When residents gathered enough signatures to put the trash program on the ballot last year, unions and social justice organizations supportive of the current mayor tried to spin the increased cost of coordinated trash as some kind of benefit to all St. Paul residents — rather than simply one more example of entitled white neighborhoods getting what they want at the expense of everyone else.

People new to St. Paul probably wonder why the destruction of the Rondo neighborhood 60 years ago still remains a raw topic for many in the African-American community. One reason might be that white preference has fueled nearly every development initiative since then — even during the past two decades when Democrats have controlled both the mayor’s office and City Council. Redlining maps from the 1930s are exactly the same now: poor neighborhoods are still poor.

Beyond the recent construction of the Rondo Commemorative Plaza, when has St. Paul’s Black community ever had its collective voice heard?

The election of Melvin Carter as St. Paul’s first African American mayor doesn’t change that reality, particularly since his overwhelming victory in 2017 was fueled predominantly by white voters. As diverse as Carter’s cabinet and administration might be, beyond resisting calls to hire more police officers, how does he plan to improve the lives of those in the Black community?

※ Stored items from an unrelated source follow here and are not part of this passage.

PR #138, opened 2016-06-22
[JENKINS-36045] Rework acquiring Docker CID.

abayer:
Also effectively rolls back 74ec1821ced1d2ef2b2567e92e699117370ff1bf
as unneeded.

NOTE: Don't merge this until I've had a chance to run a few more full runs to be sure it's doing the trick - it certainly appears to be fixing things so far, but I've been bit by false positives on this issue before. =) It's still just a band-aid at the core - I can't for the life of me figure out why it's happening in the first place, but this is the best workaround I've got yet.

EDIT:
I've left the retry in for now, but may end up opting to remove it entirely. The new approach (as described below) reworks how we get the container ID and logs entirely and doesn't seem to run into problems.

```
More testing needed to verify this actually does the trick
consistently, but it does *work* in the non-failure case for
sure. We're now detaching the container, getting the container ID from
the "docker run" output (since that's the output from a detached run)
and running a side process piping "docker logs --follow (cid)" to the
log file. That side process gets automatically killed at the end of
the test when we kill and rm the container as well.
```

### DIFF
--- a/src/main/java/org/jenkinsci/test/acceptance/docker/Docker.java
+++ b/src/main/java/org/jenkinsci/test/acceptance/docker/Docker.java
@@ -3,6 +3,7 @@ package org.jenkinsci.test.acceptance.docker;
 import com.google.inject.Inject;
 import hudson.remoting.Which;
 import org.apache.commons.io.FileUtils;
+import org.apache.commons.io.IOUtils;
 import org.jenkinsci.test.acceptance.utils.SHA1Sum;
 import org.jenkinsci.utils.process.CommandBuilder;
 import org.jvnet.hudson.annotation_indexer.Index;
@@ -62,6 +63,26 @@ public class Docker {
         } catch (InterruptedException | IOException e) {
             return false;
         }
+    }
+
+    /**
+     * Checks if a given container is currently running.
+     *
+     * @param container Container id
+     * @return false if the container is not running, true otherwise
+     */
+    public boolean isContainerRunning(String container) throws IOException, InterruptedException {
+        ProcessBuilder pBuilder = cmd("ps").add("-q", "--filter", "\"id=" + container + '"').build();
+        Process psProcess = pBuilder.start();
+        psProcess.waitFor();
+        if (psProcess.exitValue() == 0) {
+            String psOutput = IOUtils.toString(psProcess.getInputStream());
+            if (psOutput.contains(container)) {
+                return true;
+            }
+        }
+
+        return false;
     }
 
     /**
--- a/src/main/java/org/jenkinsci/test/acceptance/docker/DockerContainerHolder.java
+++ b/src/main/java/org/jenkinsci/test/acceptance/docker/DockerContainerHolder.java
@@ -47,10 +47,31 @@ public class DockerContainerHolder<T extends DockerContainer> implements Provide
             Class<T> fixture = (Class<T>) type.getRawType();
             File buildlog = diag.touch("docker-" + fixture.getSimpleName() + ".build.log");
             File runlog = diag.touch("docker-" + fixture.getSimpleName() + ".run.log");
-            try {
-                container = docker.build(fixture, buildlog).start(fixture).withPortOffset(portOffset).withLog(runlog).start();
-            } catch (InterruptedException | IOException e) {
-                throw new Error("Failed to start container " + fixture.getName(), e);
+            Exception launchException = null;
+            boolean keepTrying = true;
+            int i = 0;
+            for (; i < 5 && keepTrying; i++) {
+                try {
+                    container = docker.build(fixture, buildlog).start(fixture).withPortOffset(portOffset).withLog(runlog).start();
+                    launchException = null;
+                    break;
+                } catch (InterruptedException | IOException e) {
+                    launchException = e;
+                    // Only keep trying if the error is cidFile related.
+                    if (!e.getMessage().contains("docker didn't leave CID file")) {
+                        keepTrying = false;
+                    }
+                }
+                try {
+                    // If we've got this far, that means there was a failure - sleep for 5 seconds and try again.
+                    Thread.sleep(5000);
+                } catch (InterruptedException e2) {
+                    // Swallow it
+                }
+            }
+
+            if (launchException != null) {
+                throw new Error("Failed to start container after " + i + " tries - " + fixture.getName(), launchException);
             }
         }
         return container;
--- a/src/main/java/org/jenkinsci/test/acceptance/docker/DockerContainerHolder.java
+++ b/src/main/java/org/jenkinsci/test/acceptance/docker/DockerContainerHolder.java
@@ -47,31 +47,10 @@ public class DockerContainerHolder<T extends DockerContainer> implements Provide
             Class<T> fixture = (Class<T>) type.getRawType();
             File buildlog = diag.touch("docker-" + fixture.getSimpleName() + ".build.log");
             File runlog = diag.touch("docker-" + fixture.getSimpleName() + ".run.log");
-            Exception launchException = null;
-            boolean keepTrying = true;
-            int i = 0;
-            for (; i < 5 && keepTrying; i++) {
-                try {
-                    container = docker.build(fixture, buildlog).start(fixture).withPortOffset(portOffset).withLog(runlog).start();
-                    launchException = null;
-                    break;
-                } catch (InterruptedException | IOException e) {
-                    launchException = e;
-                    // Only keep trying if the error is cidFile related.
-                    if (!e.getMessage().contains("docker didn't leave CID file")) {
-                        keepTrying = false;
-                    }
-                }
-                try {
-                    // If we've got this far, that means there was a failure - sleep for 5 seconds and try again.
-                    Thread.sleep(5000);
-                } catch (InterruptedException e2) {
-                    // Swallow it
-                }
-            }
-
-            if (launchException != null) {
-                throw new Error("Failed to start container after " + i + " tries - " + fixture.getName(), launchException);
+            try {
+                container = docker.build(fixture, buildlog).start(fixture).withPortOffset(portOffset).withLog(runlog).start();
+            } catch (InterruptedException | IOException e) {
+                throw new Error("Failed to start container - " + fixture.getName(), e);
             }
         }
         return container;
--- a/src/main/java/org/jenkinsci/test/acceptance/docker/DockerImage.java
+++ b/src/main/java/org/jenkinsci/test/acceptance/docker/DockerImage.java
@@ -119,23 +119,16 @@ public class DockerImage {
     }
 
     private String waitForCid(CommandBuilder docker, Process p) throws InterruptedException, IOException {
-        for (int i = 0; i < 10; i++) {
-            Thread.sleep(500);
+        p.waitFor();
 
-            String output = IOUtils.toString(p.getInputStream());
+        String output = IOUtils.toString(p.getInputStream());
 
-            try {
-                if (p.exitValue() != 0) {
-                    throw new IOException("docker died unexpectedly: " + docker + "\n" + output);
-                }
-            } catch (IllegalThreadStateException e) {
-                // Docker is still launching, so we move on.
-            }
+        if (p.exitValue() != 0) {
+            throw new IOException("docker died unexpectedly: " + docker + "\n" + output);
+        }
 
-            if (output != null && output.length() != 0) {
-                return output.trim();
-            }
-
+        if (output != null && output.length() != 0) {
+            return output.trim();
         }
 
         throw new IOException("docker didn't output a container id, yet is still running. Huh?: "+docker+"\n"+IOUtils.toString(p.getInputStream()));
--- a/src/main/java/org/jenkinsci/test/acceptance/docker/DockerImage.java
+++ b/src/main/java/org/jenkinsci/test/acceptance/docker/DockerImage.java
@@ -82,7 +82,6 @@ public class DockerImage {
         cidFile.delete();
         cidFile.deleteOnExit();
         docker.add("--cidfile="+cidFile);//strange behaviour in some docker version cidfile needs to come before
-
         for (int p : starter.ports) {
             docker.add("-p", starter.getPortMapping(p));
         }
@@ -117,7 +116,7 @@ public class DockerImage {
 
     private String waitForCid(CommandBuilder docker, File cidFile, File logfile, Process p) throws InterruptedException, IOException {
         for (int i = 0; i < 10; i++) {
-            Thread.sleep(1000);
+            Thread.sleep(500);
 
             String cid = FileUtils.readFileToString(cidFile);
             if (cid != null && cid.length() != 0) return cid;
--- a/src/main/java/org/jenkinsci/test/acceptance/docker/DockerImage.java
+++ b/src/main/java/org/jenkinsci/test/acceptance/docker/DockerImage.java
@@ -1,6 +1,7 @@
 package org.jenkinsci.test.acceptance.docker;
 
 import org.apache.commons.io.FileUtils;
+import org.apache.commons.io.IOUtils;
 import org.apache.commons.lang.SystemUtils;
 import org.jenkinsci.utils.process.CommandBuilder;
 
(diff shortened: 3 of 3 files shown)


abayer:
ping @reviewbybees and @olivergondza - I'm fairly confident this one is right. =)

andresrc:
:bee:

src/main/java/org/jenkinsci/test/acceptance/docker/DockerContainerHolder.java
```diff
@@ -47,10 +47,31 @@ public synchronized T get() {
...
+                    // Only keep trying if the error is cidFile related.
+                    if (!e.getMessage().contains("docker didn't leave CID file")) {
+                        keepTrying = false;
+                    }
+                }
+                try {
+                    // If we've got this far, that means there was a failure - sleep for 5 seconds and try again.
+                    Thread.sleep(5000);
+                } catch (InterruptedException e2) {
+                    // Swallow it
```
jtnord: and so If I am trying to abort the test run with Ctrl+C or the ilk you will tell me to take a long walk of a short pier?

src/main/java/org/jenkinsci/test/acceptance/docker/Docker.java
```diff
@@ -65,6 +66,26 @@ public boolean isAvailable() {
     }
 
     /**
+     * Checks if a given container is currently running.
+     *
+     * @param container Container id
+     * @return false if the container is not running, true otherwise
+     */
+    public boolean isContainerRunning(String container) throws IOException, InterruptedException {
+        ProcessBuilder pBuilder = cmd("ps").add("-q", "--filter", "\"id=" + container + '"').build();
```
jtnord: Go away with your UNIX only nonsense.

src/main/java/org/jenkinsci/test/acceptance/docker/DockerImage.java
```diff
@@ -92,45 +89,56 @@ public DockerImage(String tag) {
...
             }
+
+            if (output != null && output.length() != 0) {
+                return output.trim();
+            }
+
         }
 
-        throw new IOException("docker didn't leave CID file yet still running. Huh?: "+docker+"\n"+FileUtils.readFileToString(logfile));
+        throw new IOException("docker didn't leave CID file yet still running. Huh?: "+docker+"\n"+IOUtils.toString(p.getInputStream()));
```
jtnord: but you didn;t ask it to leave a CID file...

src/main/java/org/jenkinsci/test/acceptance/docker/DockerContainerHolder.java
abayer: Yeah, I should probably yank the retry.

src/main/java/org/jenkinsci/test/acceptance/docker/DockerImage.java
abayer: And I will reword. =)

src/main/java/org/jenkinsci/test/acceptance/docker/DockerImage.java
```diff
@@ -92,45 +89,56 @@ public DockerImage(String tag) {
...
 
             try {
-                p.exitValue();
-                throw new IOException("docker died unexpectedly: "+docker+"\n"+ FileUtils.readFileToString(logfile));
+                if (p.exitValue() != 0) {
+                    throw new IOException("docker died unexpectedly: " + docker + "\n" + output);
+                }
             } catch (IllegalThreadStateException e) {
-                //Docker is still running okay.
+                // Docker is still launching, so we move on.
```
jtnord: What - why...?
THis should not happen as
1) you have read the entire stream to a String (it should not return until you get EOF?)
2) if this could happen use `waitFor()`

src/main/java/org/jenkinsci/test/acceptance/docker/DockerImage.java
```diff
@@ -92,45 +89,56 @@ public DockerImage(String tag) {
...
         } catch (ReflectiveOperationException e) {
             throw new Error(e);
         }
     }
 
-    private String waitForCid(CommandBuilder docker, File cidFile, File logfile, Process p) throws InterruptedException, IOException {
+    private String waitForCid(CommandBuilder docker, Process p) throws InterruptedException, IOException {
         for (int i = 0; i < 10; i++) {
-            Thread.sleep(1000);
+            Thread.sleep(500);
```
jtnord: So why do you need to sleep - you now read the inputStream fully with `IOUtils.toString` - this should block until EOF is received..

src/main/java/org/jenkinsci/test/acceptance/docker/DockerImage.java
```diff
@@ -92,45 +89,56 @@ public DockerImage(String tag) {
...
+            t.init(cid, logProcess, logfile);
             return t;
         } catch (ReflectiveOperationException e) {
             throw new Error(e);
         }
     }
 
-    private String waitForCid(CommandBuilder docker, File cidFile, File logfile, Process p) throws InterruptedException, IOException {
+    private String waitForCid(CommandBuilder docker, Process p) throws InterruptedException, IOException {
         for (int i = 0; i < 10; i++) {
```
jtnord: There should be no reason to loop anymore.  if you do loop for whatever reason then `output` will likely be garbage

src/main/java/org/jenkinsci/test/acceptance/docker/DockerImage.java
abayer: Good point.

src/main/java/org/jenkinsci/test/acceptance/docker/DockerImage.java
abayer: Killed the sleep to death.

src/main/java/org/jenkinsci/test/acceptance/docker/DockerImage.java
```diff
@@ -92,45 +89,49 @@ public DockerImage(String tag) {
...
+        if (p.exitValue() != 0) {
+            throw new IOException("docker died unexpectedly: " + docker + "\n" + output);
+        }
+
+        if (output != null && output.length() != 0) {
+            return output.trim();
         }
 
-        throw new IOException("docker didn't leave CID file yet still running. Huh?: "+docker+"\n"+FileUtils.readFileToString(logfile));
+        throw new IOException("docker didn't output a container id, yet is still running. Huh?: "+docker+"\n"+IOUtils.toString(p.getInputStream()));
```
jtnord: Yeah - but docker has exited, and you have already read the output...
so `IOUtils.toString()` a second time is likely to throw an IOException as the stream is closed?
Even if not - I doubt you would have any more success this time around...

src/main/java/org/jenkinsci/test/acceptance/docker/DockerImage.java
```diff
@@ -92,45 +89,49 @@ public DockerImage(String tag) {
...
 
-    private String waitForCid(CommandBuilder docker, File cidFile, File logfile, Process p) throws InterruptedException, IOException {
-        for (int i = 0; i < 10; i++) {
-            Thread.sleep(1000);
+    private String waitForCid(CommandBuilder docker, Process p) throws InterruptedException, IOException {
+        p.waitFor();
 
-            String cid = FileUtils.readFileToString(cidFile);
-            if (cid != null && cid.length() != 0) return cid;
+        String output = IOUtils.toString(p.getInputStream());
```
jtnord: So OS buffering may become an issue.
the process may not exit as it has output that has not been read.

Normally the OS would buffer some amount and a CID should not be an issue - but I'm not convinced that doing it like this is a "Good Thing"™

abayer: So what would you recommend?

src/main/java/org/jenkinsci/test/acceptance/docker/DockerImage.java
abayer: That remaining `IOUtils.toString()` was an oversight. Changing it to have a much clearer exception.

abayer:
fwiw, I've now got three full runs without any of the flakiness showing up, so I think this really, really does the trick.

src/main/java/org/jenkinsci/test/acceptance/docker/Docker.java
```diff
@@ -65,6 +66,26 @@ public boolean isAvailable() {
...
+        Process psProcess = pBuilder.start();
+        psProcess.waitFor();
```
jtnord: If you have a lot of running containers will this exit as writing the output could block on it being read...

jtnord: Damn mobile view!
There should only be a certain amount of output, but stream buffers are os depenant and writing could block causing the process to never exit.

abayer: So same concern as https://github.com/jenkinsci/acceptance-test-harness/pull/138#discussion_r68136355? Lemme know what the right way to do this is and I'll happily do so. =)

src/main/java/org/jenkinsci/test/acceptance/docker/DockerImage.java
jtnord: I belei e you can just use ioutils.tostring without the waitfor...
The input stream sould return -1 when the process terminates at which point you have read everything and lnow that the process has ended, so the waitfor should be un needed.
There is a few shoulds in there but i think i am right :)

abayer: Ok, I'll give it a shot.

jtnord:
Lgtm, lets see if you get stable test runs!

:bee:

abayer:
Queuing up another full run featuring this.

abayer:
Wellll, that broke everything - getting rid of the waitFor, I mean. Reverting.

abayer:
More specifically, trying to check the exitValue without first having called waitFor == doooooooom. I think we can chance the risk of buffer issues.

jtnord:
What error, that implies something funky ie tostring returns before the eof...

abayer:
```
16:29:42 unableToConnectWrongCredentials(plugins.SshSlavesPluginTest)  Time elapsed: 60.836 sec  <<< ERROR!
16:29:42 java.lang.IllegalThreadStateException: process hasn't exited
16:29:42 	at java.lang.UNIXProcess.exitValue(UNIXProcess.java:421)
16:29:42 	at org.jenkinsci.test.acceptance.docker.DockerImage.waitForCid(DockerImage.java:124)
16:29:42 	at org.jenkinsci.test.acceptance.docker.DockerImage.start(DockerImage.java:101)
16:29:42 	at org.jenkinsci.test.acceptance.docker.DockerImage.access$500(DockerImage.java:19)
16:29:42 	at org.jenkinsci.test.acceptance.docker.DockerImage$Starter.start(DockerImage.java:213)
16:29:42 	at org.jenkinsci.test.acceptance.docker.DockerContainerHolder.get(DockerContainerHolder.java:51)
16:29:42 	at plugins.SshSlavesPluginTest.setUp(SshSlavesPluginTest.java:57)
```
i.e.

jtnord:
Ioutils does not read intil eof... Ffs...
Roll your own?

abayer:
I'd feel safer just saying "fuck it!" and letting `waitFor()` do the trick for me, if that's ok.

jtnord:
Ill test on windows tomorrow, as i assume you tested just mac locally and linux on the ci server?

abayer:
Yeah, since I'm not hugely concerned about supporting Docker on Windows beta. =)

abayer:
That and I don't have a Windows box.

jtnord:
Eh. Docker on windows is not beta...
You are mistaking native windows docker and the docker cli, talking to a remote docker hosts e.g. docker toolbox.
It should not make a difference which you use it's the os process buffering that is ths potential issue.
And you should care about windows as that platform brings out all the issies caused ny bad coding :)

rsandell:
:bee: depending on @jtnord 's final say.

olivergondza:
To rephrase the problem, CID might not be written in case ATH have it opened (does it in loop) at the time docker is writing it.

How about waiting for `docker run` co complete and then read the cidfile? There is no polling needed, no chance for a race like this and we will catch the hypothetical risk resuming the execution after CID was written but `docker run` failed (compared to the original implementation).

jtnord:
So I ran the PR with just `LdapPluginTest` and the docker bits seem to work (not sure if a container dumps out a lot of info that we would have an issue later on - so beware if we start seeing hanging tests this is it!).

The tests fail spectacularly (so much for my hard work)... Firefox [crashes at startup](https://github.com/SeleniumHQ/selenium/issues/2110)  and the Selenium barfs out the test with chrome

```
org.openqa.selenium.WebDriverException: unknown error: keys should be a string
<snip>
        at org.openqa.selenium.remote.RemoteWebElement.sendKeys(RemoteWebElement.java:122)
<snip>
        at org.jenkinsci.test.acceptance.po.Control.set(Control.java:128)
        at org.jenkinsci.test.acceptance.po.LdapSecurityRealm.configure(LdapSecurityRealm.java:69)
```

But the docker stuff appears to work for at least the LDAP test (no point trying the others as I would have to inspect all of the output :-(  rather than looking for test that fail or hang)

so :bee: and :cry:

jtnord:
FWIW [`IOUtils,toString()`](http://svn.apache.org/viewvc/commons/proper/io/tags/2.4/src/main/java/org/apache/commons/io/IOUtils.java?revision=1351813&view=markup#l1998) does read until the EOF, so the fact that the stream was closed but the process had not exited is slightly surprising - but I wonder if this is just a race condition in that the streams are closed before the process has fully exited, then the return val is set....
So `IOUtils.toString() && p.waitfor() && p.exitValue()` could be correct thing to do :-/

Digging into this seems I am possibly correct here...

https://www.securecoding.cert.org/confluence/display/java/FIO07-J.+Do+not+let+external+processes+block+on+IO+buffers

src/main/java/org/jenkinsci/test/acceptance/docker/Docker.java
```diff
@@ -65,6 +66,26 @@ public boolean isAvailable() {
...
+        if (psProcess.exitValue() == 0) {
```
jtnord: Well I did not know it but `waitFor` returns the exit status - so this can be simplified.

abayer:
@olivergondza Not entirely sure what you mean - the important thing isn't the cidfile specifically, it's getting the container ID and getting the container run log, and this approach does seem to be a more stable way to do that...

src/main/java/org/jenkinsci/test/acceptance/docker/Docker.java
abayer: Updated to just use `waitFor` in both places now.

src/main/java/org/jenkinsci/test/acceptance/docker/Docker.java
```diff
@@ -65,6 +66,26 @@ public boolean isAvailable() {
...
+     * Checks if a given container is currently running.
+     *
+     * @param container Container id
+     * @return false if the container is not running, true otherwise
+     */
+    public boolean isContainerRunning(String container) throws IOException, InterruptedException {
+        ProcessBuilder pBuilder = cmd("ps").add("-q", "--filter", "\"id=" + container + '"').build();
+        Process psProcess = pBuilder.start();
+
+        if (psProcess.waitFor() == 0) {
```
jtnord: need to read the input before you waitFor()

src/main/java/org/jenkinsci/test/acceptance/docker/DockerImage.java
```diff
@@ -92,45 +89,49 @@ public DockerImage(String tag) {
...
         } catch (ReflectiveOperationException e) {
             throw new Error(e);
         }
     }
 
-    private String waitForCid(CommandBuilder docker, File cidFile, File logfile, Process p) throws InterruptedException, IOException {
-        for (int i = 0; i < 10; i++) {
-            Thread.sleep(1000);
+    private String waitForCid(CommandBuilder docker, Process p) throws InterruptedException, IOException {
+        int exitVal = p.waitFor();
```
jtnord: need to read the input before you waitfor

jtnord:
@abayer - you should read the output from the command before you call `waitFor()`

Did my PR to your branch not work?

abayer:
Oops, missed that. Rolling back my change and merging in yours.

jtnord:
:bee: - but I feel dirty as I wrote some of the code

abayer:
It is dirty. Life is dirty. =)

armfergom:
🐝

abayer:
Ok, I'm merging!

If the mayor has such a vision, it does not appear on the city’s website, which itself offers no specifics about how he is going to address crime, attract new businesses, create jobs, or rebuild the city’s infrastructure.

Black lives might matter at this moment in history, but given St. Paul’s past, white privilege will continue to be the city’s primary organizing principle.

Tom Goldstein, a lawyer and former school board member, lives in the Hamline-Midway neighborhood of St. Paul. He was a candidate for mayor in 2017.